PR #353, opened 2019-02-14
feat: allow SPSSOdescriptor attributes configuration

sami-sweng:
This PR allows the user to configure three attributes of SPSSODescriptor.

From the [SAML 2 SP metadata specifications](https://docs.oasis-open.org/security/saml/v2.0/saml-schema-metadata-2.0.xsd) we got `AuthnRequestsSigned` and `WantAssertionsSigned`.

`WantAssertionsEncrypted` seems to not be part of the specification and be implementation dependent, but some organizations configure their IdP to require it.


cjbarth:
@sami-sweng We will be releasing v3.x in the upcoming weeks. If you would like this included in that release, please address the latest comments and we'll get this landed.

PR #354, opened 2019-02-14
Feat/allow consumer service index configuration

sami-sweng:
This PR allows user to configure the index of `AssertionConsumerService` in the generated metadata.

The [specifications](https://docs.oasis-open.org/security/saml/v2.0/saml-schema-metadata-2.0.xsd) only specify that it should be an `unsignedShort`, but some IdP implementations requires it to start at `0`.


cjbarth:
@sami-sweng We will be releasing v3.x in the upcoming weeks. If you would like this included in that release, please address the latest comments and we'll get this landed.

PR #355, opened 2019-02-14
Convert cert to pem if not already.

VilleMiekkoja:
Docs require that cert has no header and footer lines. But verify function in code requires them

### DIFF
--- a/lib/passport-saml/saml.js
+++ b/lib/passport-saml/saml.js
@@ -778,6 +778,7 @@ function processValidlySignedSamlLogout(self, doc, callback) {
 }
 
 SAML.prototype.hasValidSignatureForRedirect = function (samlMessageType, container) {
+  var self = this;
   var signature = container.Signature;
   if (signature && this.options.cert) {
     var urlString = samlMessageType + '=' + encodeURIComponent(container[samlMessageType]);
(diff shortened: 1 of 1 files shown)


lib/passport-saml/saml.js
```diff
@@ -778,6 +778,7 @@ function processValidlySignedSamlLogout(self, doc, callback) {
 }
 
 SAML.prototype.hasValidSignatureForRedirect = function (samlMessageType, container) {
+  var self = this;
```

= = = = =

Set every entry down verbatim.

PR #353, opened 2019-02-14
feat: allow SPSSOdescriptor attributes configuration

sami-sweng:
This PR allows the user to configure three attributes of SPSSODescriptor.

From the [SAML 2 SP metadata specifications](https://docs.oasis-open.org/security/saml/v2.0/saml-schema-metadata-2.0.xsd) we got `AuthnRequestsSigned` and `WantAssertionsSigned`.

`WantAssertionsEncrypted` seems to not be part of the specification and be implementation dependent, but some organizations configure their IdP to require it.


cjbarth:
@sami-sweng We will be releasing v3.x in the upcoming weeks. If you would like this included in that release, please address the latest comments and we'll get this landed.

PR #354, opened 2019-02-14
Feat/allow consumer service index configuration

sami-sweng:
This PR allows user to configure the index of `AssertionConsumerService` in the generated metadata.

The [specifications](https://docs.oasis-open.org/security/saml/v2.0/saml-schema-metadata-2.0.xsd) only specify that it should be an `unsignedShort`, but some IdP implementations requires it to start at `0`.


cjbarth:
@sami-sweng We will be releasing v3.x in the upcoming weeks. If you would like this included in that release, please address the latest comments and we'll get this landed.

PR #355, opened 2019-02-14
Convert cert to pem if not already.

VilleMiekkoja:
Docs require that cert has no header and footer lines. But verify function in code requires them

### DIFF
--- a/lib/passport-saml/saml.js
+++ b/lib/passport-saml/saml.js
@@ -778,6 +778,7 @@ function processValidlySignedSamlLogout(self, doc, callback) {
 }
 
 SAML.prototype.hasValidSignatureForRedirect = function (samlMessageType, container) {
+  var self = this;
   var signature = container.Signature;
   if (signature && this.options.cert) {
     var urlString = samlMessageType + '=' + encodeURIComponent(container[samlMessageType]);
(diff shortened: 1 of 1 files shown)


lib/passport-saml/saml.js
```diff
@@ -778,6 +778,7 @@ function processValidlySignedSamlLogout(self, doc, callback) {
 }
 
 SAML.prototype.hasValidSignatureForRedirect = function (samlMessageType, container) {
+  var self = this;
```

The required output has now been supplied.